According to the answers given in the questionnaire, 25 out of 35 (pre)malignant lesions appeared during the last 1 month to 1 year. In this context, it is clear that the application might be useful for early detection of the most common types of skin cancer and their precursors (Fig. 2a, b).

The recalibrated algorithm (with or without the patients answers to the questions regarding the lesion) has a higher sensitivity than the original algorithm both on the Eindhoven and LMU data sets. The specificity is low for the Eindhoven data set when disregarding the patients input on the lesion. (The low specificity is due to the fact that in the test set there have been included mainly skin lesions belonging to nonmelanoma skin cancer differential diagnosis.) Considering the lesion characterization provided by the patients, the specificity increases with 22% (mainly due to correct identification of folliculitis, scars, and psoriasis), while the sensitivity increased with 9% (by correctly identifying as dangerous a series of the bleeding BCCs). Providing context to an image increases the accuracy of the diagnosis. The specificity obtained on the LMU data set was not substantially decreased (4%) by adapting the algorithm to also analyze nonmelanocytic lesions, but the sensitivity increased with ∼15%.
Although not evaluated in this study, from previous literature it is obvious that the app is not as sensitive and specific as the dermatologist's clinical eye. 6 In contrast, skin lesions are also treated by professionals who are less familiar with differentiating between benign and malignant, like general practitioners and (plastic) surgeons, scoring much lower 8 –10 which may result in overtreatment (unnecessary excisions in case of benign lesions) or incorrect referral to secondary care. In case they are willing to improve their diagnostic skills, 11 the app might support them in accurately recognizing benign lesions and differentiating them from skin malignancies or might offer them the opportunity to communicate with dermatologists in case of doubt; however, this should be further investigated in the future.
Conclusions
At this point, the mHealth application for skin lesion risk assessment cannot serve as a diagnostic tool, but it is useful in raising awareness for both melanoma and nonmelanoma skin cancer among users without creating panic or a false sense of security.

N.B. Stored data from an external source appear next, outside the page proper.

PR #827, opened 2019-02-01
feat(theming): exporting slot's classNames form components

### LINKED ISSUE #784: Export slot's classNames as static fields from the Component
### Problem description
For some of the components' slots that does not have dedicated components, we are defining classNames in order for defining css selectors for them. As an example, in the `MenuItem` component, we have custom class for the wrapper element: `ui-menu__item__wrapper` which is not exported anywhere from stardust. In addition to this, we should make sure that all slot's inside the components can be safely selected for applying styles.

### Proposed solution
Let's add the static slotClassNames object to the components that are defining some custom classNames for the slots (See the example in the ChatMessage component as a guidance).

### MVP

mnajdova:
This PR fixes https://github.com/stardust-ui/react/issues/784 by adding slotClassNames static fields int he component which have already specified some custom classNames for the slots.

# BREAKING CHANGES
The classNames for the slots in the ItemLayout component have been renamed. Please replace the following selectors accordingly:
```
import { ItemLayout } from '@stardust-ui/react'

ui-item-layout__header <=> ItemLayout.slotClassNames.header
ui-item-layout__headerMedia <=> ItemLayout.slotClassNames.headerMedia
ui-item-layout__main <=> ItemLayout.slotClassNames.main
ui-item-layout__content <=> ItemLayout.slotClassNames.content
ui-item-layout__contentMedia <=> ItemLayout.slotClassNames.contentMedia
ui-item-layout__media <=> ItemLayout.slotClassNames.media
ui-item-layout__endMedia <=> ItemLayout.slotClassNames.endMedia
```

# Question
Do we want to introduce slot's classes for the slots inside the component which are created with the Box or Text component? It seems reasonable to me, as these components can be heavily used in the content of the components, so selecting the slot's containers might be tricky... On the other hand, they can be styled via the slot's inside the component styles, but still creating selectors for them if necessary can be tricky.. Let me know what you think! 
# Decision
We will add them if there is requirement from the users.


src/components/Layout/Layout.tsx
```diff
@@ -173,9 +185,9 @@ class Layout extends UIComponent<ReactProps<LayoutProps>, any> {
     if (reducing && isSingleArea) {
       const composedClasses = cx(
         classes.root,
-        startArea && 'ui-layout--reduced__start',
-        mainArea && 'ui-layout--reduced__main',
-        endArea && 'ui-layout--reduced__end',
+        startArea && Layout.slotClassNames.reducedStart,
```
mnajdova: Not sure if this is the right convention, as the className here is changed because of a prop...

src/components/ItemLayout/ItemLayout.tsx
```diff
@@ -175,8 +187,8 @@ class ItemLayout extends UIComponent<ReactProps<ItemLayoutProps>, any> {
     const mainArea = renderMainArea(this.props, this.state, classes)
     const endArea = endMedia
 
-    const mergedMediaClasses = cx('ui-item-layout__media', classes.media)
```
mnajdova: Ups, breaking changes introduced. It seems that the classNames of this slots were not correct...

silviuaavram (approved):

CHANGELOG.md
```diff
@@ -17,8 +17,12 @@ This project adheres to [Semantic Versioning](https://semver.org/spec/v2.0.0.htm
 
 ## [Unreleased]
 
+### BREAKING CHANGES
+- Renamed classNames for the slots inside the `ItemLayout` component @mnajdova ([#827](https://github.com/stardust-ui/react/pull/827))
```
kuzhelov: lets do either 'class names' or '`className`s'. I would suggest the first option, as it is more correct and implementation agnostic :)

CHANGELOG.md
```diff
@@ -17,8 +17,12 @@ This project adheres to [Semantic Versioning](https://semver.org/spec/v2.0.0.htm
 
 ## [Unreleased]
 
+### BREAKING CHANGES
+- Renamed classNames for the slots inside the `ItemLayout` component @mnajdova ([#827](https://github.com/stardust-ui/react/pull/827)) 
+
 ### Features
 - Accessibility for menu divider @jurokapsiar ([#822](https://github.com/stardust-ui/react/pull/822))
+- Added slotClassNames in `ChatMessage`, `ChatItem`, `Dropdown`, `ItemLayout`, `Layout`, `MenuItem` @mnajdova ([#827](https://github.com/stardust-ui/react/pull/827))
```
kuzhelov: would suggest just 'slot class names'

packages/react/src/components/ItemLayout/ItemLayout.tsx
```diff
@@ -117,8 +129,8 @@ class ItemLayout extends UIComponent<ReactProps<ItemLayoutProps>, any> {
     renderHeaderArea: (props, state, classes) => {
       const { debug, header, headerMedia, truncateHeader, headerCSS, headerMediaCSS } = props
 
-      const mergedClasses = cx('ui-item-layout__header', classes.header)
-      const mediaClasses = cx('ui-item-layout__headerMedia', classes.headerMedia)
+      const mergedClasses = cx(ItemLayout.slotClassNames.header, classes.header)
```
kuzhelov: lets rename these variables to `headerClasses` and `headerMediaClasses` - although, surely, this is a problem that has existed long before this PR

packages/react/src/components/Layout/Layout.tsx
```diff
@@ -173,9 +185,9 @@ class Layout extends UIComponent<ReactProps<LayoutProps>, any> {
     if (reducing && isSingleArea) {
       const composedClasses = cx(
         classes.root,
-        startArea && 'ui-layout--reduced__start',
-        mainArea && 'ui-layout--reduced__main',
-        endArea && 'ui-layout--reduced__end',
+        startArea && Layout.slotClassNames.reducedStart,
```
kuzhelov: to me it seems that there was a problem already there - the class we need to assign for reduced area is rather `'ui-layout__start--reduced`, not the `'ui-layout--reduced__start` that we've had. The reason is that, essentially, it is about marking the same `start` area, but using `reduced` state modifier for it

kuzhelov (approved):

The presentation of the algorithm's results intends to offer an assessment and information on the analyzed lesion. For example, if a lesion receives a “high risk” rating, the user is informed that the lesion strongly resembles a skin cancer, but there is the possibility that the lesion is benign; if a lesion receives a “low risk” rating the user is informed that the lesion seems healthy, but there is a small probability that the lesion is malignant. For all ratings, the user is informed that the “assessment does not intend to provide an official medical diagnosis, nor replace visits to a doctor.” The user is encouraged to periodically test his/her lesions and archive both the images and the results to compare the lesion's evolution in time. Moreover, the user can share the archive with his/her doctor.
The app might also be helpful for some practitioners in deciding whether or not in treating a lesion or referring a patient.

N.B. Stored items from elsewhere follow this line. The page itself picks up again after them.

PR #828, opened 2019-02-01
fix(Avatar): alignment of status icon on size changes

kuzhelov:
# TODO
- [x] introduce breaking change entry to CHANGELOG

# Breaking Change

This PR unifies the set of values that could be provided to `size` prop of `Avatar` and `Status` components: instead of `number`s that were originally used, now there is a finite set of string values that could be provided as `size`: 
```
type SizeValue = 'smallest' | 'smaller' | 'small' | 'medium' | 'large' | 'larger' | 'largest'
```

## Necessary changes on the client side
This PR requires the following changes to be made on the client side at places where `size` values were provided to either `Avatar` component, or to the `size` prop of its `status` slot. No changes should be introduced in case if no any value was provided to `size` prop.

### `sizes` of Avatar and `status` slot originally were not in sync
Size of status icon was always remained the same and haven't responded to `Avatar`'s size changes - now size of `status` slot changes alongside with changes to `Avatar`'s size:

```jsx
<Avatar size='larger' status={{ icon: 'check', color: 'green' }} image={...} />
```

#### Was

image

#### Now

image

In order to preserve original behavior size of `status` slot must be set explicitly:

```jsx
<Avatar size='larger' status={{ size='medium', ... }} image={...} />
```

### `Avatar`, value was provided to `size` prop
```jsx
// Before
<Avatar size={32} />

// After
<Avatar size='medium' />
```

### `Avatar`, `size` value is provided to `status` slot
```jsx
// Before
<Avatar status={{ size: 10, ... }}/>

// After
<Avatar status={{ size: 'medium', ... }}/>
```
## Removed types
`AvatarPropsWithDefaults` and `StatusPropsWithDefaults` types were removed from public API. Client should replace them with `AvatarProps` and `StatusProps` at places of usage, accordingly.

---------

# Description

This PR unifies size values for Avatar component - now those values are taken from common Stardust dictionary (`smallest` -> ... -> `largest`). 

Related styles of Teams theme were adjusted accordingly.

#### Was

image

#### Now

image


packages/react/src/themes/teams/components/Status/statusStyles.ts
```diff
@@ -35,16 +35,33 @@ const getTextColor = (state: string, variables: StatusVariables) => {
...
+  smaller: 8,
+  small: 8,
+  medium: 10,
+  large: 12,
+  larger: 14,
+  largest: 16,
+}
+
+export const getSizeStyles = (sizeInPx: number, variables: StatusVariables) => {
+  const sizeInRem = pxToRem(sizeInPx + 2 * ((variables.borderColor && variables.borderWidth) || 0))
```
layershifter:
```suggestion
  const borderWidth = (variables.borderColor && variables.borderWidth) || 0
  const sizeInRem = pxToRem(sizeInPx + 2 * borderWidth)
```

One line will not save us 😸 Can we make it more readable?

packages/react/src/themes/teams/components/Icon/iconStyles.ts
```diff
@@ -1,14 +1,14 @@
...
+import { callable, pxToRem, SizeValue } from '../../../../lib'
 import { ComponentSlotStylesInput, ICSSInJSStyle, FontIconSpec } from '../../../types'
 import { ResultOf } from '../../../../types'
-import { IconXSpacing, IconProps, IconSize } from '../../../../components/Icon/Icon'
+import { IconXSpacing, IconProps } from '../../../../components/Icon/Icon'
 import { getStyle as getSvgStyle } from './svg'
 import { IconVariables, IconSizeModifier } from './iconVariables'
 
-const sizes: { [key in IconSize]: number } = {
+const sizes: { [key in SizeValue]: number } = {
```
layershifter:
```suggestion
const sizes: Record<SizeValue, number> = {
```

As I remember this should work

packages/react/src/themes/teams/components/Status/statusStyles.ts
```diff
@@ -35,16 +35,33 @@ const getTextColor = (state: string, variables: StatusVariables) => {
   }
 }
 
-const statusStyles: ComponentSlotStylesInput<StatusPropsWithDefaults, StatusVariables> = {
+export const sizeToPxValue = {
```
layershifter: Can we introduce a type there, i.e.:

```suggestion
export const sizeToPxValue: Record<SizeValue, number> = {
```

packages/react/src/index.ts
```diff
@@ -120,7 +120,7 @@ export {
 export { default as Ref, RefProps } from './components/Ref/Ref'
 export { default as Segment, SegmentProps } from './components/Segment/Segment'
 
-export { default as Status, StatusPropsWithDefaults, StatusProps } from './components/Status/Status'
+export { default as Status, StatusProps } from './components/Status/Status'
```
layershifter, line 142: `StatusPropsWithDefaults` was part of public API, so this is a breaking change, too

packages/react/src/components/Avatar/Avatar.tsx
```diff
@@ -23,10 +24,10 @@ export interface AvatarProps extends UIComponentProps {
   name?: string
 
   /** Size multiplier. */
-  size?: number
+  size?: SizeValue
```
mnajdova, line 27: Can you check if there are some usages in the prototypes (I am pretty sure there is employee card prototype that has bigger Avatar)

packages/react/src/components/Avatar/Avatar.tsx
```diff
@@ -23,10 +24,10 @@ export interface AvatarProps extends UIComponentProps {
...
 
   /** Shorthand for the status of the user. */
-  status?: ShorthandValue
+  status?: ShorthandValue<StatusProps>
```
mnajdova, line 30: 👍

mnajdova (approved):
LGTM please just check the prototypes if there are some miss-usages of the size props after these changes.

packages/react/src/components/Avatar/Avatar.tsx
kuzhelov: sure, thanks for heads up!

Further and larger multicenter studies are already taken into consideration to gather more data to improve the overall accuracy of the algorithm and to investigate the impact of the app on the supply of healthcare by different professionals.
Footnotes
Acknowledgment
The design and oversight of this study was supported, in part, by SkinVision B.V.
Disclosure Statement
M.T., M.H., and T.B. have nothing to disclose. A.U. and T.R. report receiving fees from SkinVision B.V., during this study.